A iniciativa Brasil Saúde Amanhã teve início em 2010, a partir da constatação da inexistência ou escassez de esforços brasileiros no sentido de explorar os horizontes de médio e longo prazo para a formulação e definição das políticas sociais. Entre as poucas exceções, estão as estimativas de compromissos de benefícios previdenciários. No campo da Saúde, de maneira segmentada e no setor privado, a prospecção de horizontes tem sido empregada de forma sistemática há bastante tempo pela indústria farmacêutica e, mais recentemente, pela indústria de equipamentos e materiais para cuidados de saúde. Neste contexto, em uma primeira etapa, foram percorridos os temas mais relevantes para o desenho de horizontes futuros do sistema de prestação de cuidados à saúde no Brasil. O produto desse esforço resultou no livro “A Saúde no Brasil em 2030: Diretrizes para a Prospecção Estratégica do Sistema de Saúde Brasileiro”, publicado pela Fiocruz em versão resumida em maio de 2012 e em cinco volumes com a íntegra dos estudos em 2013. As publicações foram incorporadas à base Scielo Livros, em acesso aberto, e estão disponíveis neste portal, na seção Publicações.

Atualmente, encontram-se em fase final para publicação pela Editora Fiocruz os estudos da segunda etapa do projeto. Os primeiros resultados já podem ser acessados neste portal, sob a forma de Textos para Discussão. Nesta segunda rodada, foram revistos os cenários macroeconômicos e aprofundados o exame do financiamento setorial, com uma exploração ampliada do espaço fiscal, e o estudo demográfico, combinado com um exame das “centralidades” territoriais para a Saúde. No campo do acesso aos serviços de saúde, foram percorridos a distribuição espacial dos recursos físicos e os fluxos de internações e procedimentos de alta complexidade, com a identificação de suas áreas e populações de referência. Exploramos com mais profundidade as estimativas futuras para a força de trabalho em Medicina, Enfermagem e Odontologia, bem como as respectivas capacidades de formação. Na área do Complexo Econômico Industrial da Saúde, retomamos as identificações de nichos e diretrizes na área de fármacos, produtos biológicos, equipamentos e materiais e iniciamos a explicitação conceitual da questão de “segurança sanitária” na produção de insumos para a Saúde.

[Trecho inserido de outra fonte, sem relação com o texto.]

PR #280, opened 2022-08-09
[14.0][FIX] event_registration_partner_unique: improve README

LudLaf:
After being merged, a clearer explanation has been produced about how this module works. 

@Tecnativa TT33815

### DIFF
--- a/event_registration_partner_unique/readme/USAGE.rst
+++ b/event_registration_partner_unique/readme/USAGE.rst
@@ -1,8 +1,7 @@
 #. Go to **Events** and choose an event or create a new one.
 #. Enable **Forbid Duplicates**.
 #. Go to **Attendees**.
-#. Create a new attendee, starting with **Booked by**.
-#. Several attendees can have the same *Booked by* person or company, but if
-   you try to register an attendee by **Attendee Name** or by
-   **Attendee Partner** more than once for the same event, the system won't
-   allow it and will show a *Validation Error*.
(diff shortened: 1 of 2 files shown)


event_registration_partner_unique/readme/USAGE.rst
```diff
@@ -1,8 +1,6 @@
 #. Go to **Events** and choose an event or create a new one.
 #. Enable **Forbid Duplicates**.
 #. Go to **Attendees**.
-#. Create a new attendee, starting with **Booked by**.
-#. Several attendees can have the same *Booked by* person or company, but if
-   you try to register an attendee by **Attendee Name** or by
-   **Attendee Partner** more than once for the same event, the system won't
-   allow it and will show a *Validation Error*.
+#. Create a new attendee.
+#. If you try to register an attendee more than once for the same event, the
```
pedrobaeza, line 5: No indication here about which field should be filled?

event_registration_partner_unique/readme/USAGE.rst
```diff
@@ -1,8 +1,6 @@
...
+   system won't allow it.
```
pedrobaeza:
```suggestion
#. If you try to fill successive attendees with the same contact filled in
   the "Attendee Partner" field, the system won't allow it. That can
   happen for example if the same email is used several times.
```

pedrobaeza (approved):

Para o próximo biênio, pretendemos consolidar o portal Saúde Amanhã como ferramenta estratégica de disseminação de informação para o planejamento prospectivo em Saúde e como instrumento para articulação de parcerias com órgãos do governo, universidades, centros de pesquisa, conformando a Rede de Prospecção, Risco Público e Gestão Estratégica em Saúde. Entre as atividades previstas estão a realização de oficinas de trabalho para aprofundar as metodologias para a prospecção estratégica do setor, explorar em mais detalhes a questão dos biofármacos e produtos biológicos para a saúde e as mudanças do perfil profissional, em decorrência da reorganização do modelo de atenção à saúde em redes integradas de cuidados. Seminários abertos para aprofundamento do exercício prospectivo estão previstos nos campos da organização da atenção à saúde; espaço fiscal e financiamento setorial; e saúde e desenvolvimento sustentável. Também estão planejados quatro novos estudos: prioridades de investimentos em saúde; cuidados prolongados e paliativos; projeção de necessidades de especialistas para cuidados de alta complexidade; e estratificação demográfica e epidemiológica com base social e territorial.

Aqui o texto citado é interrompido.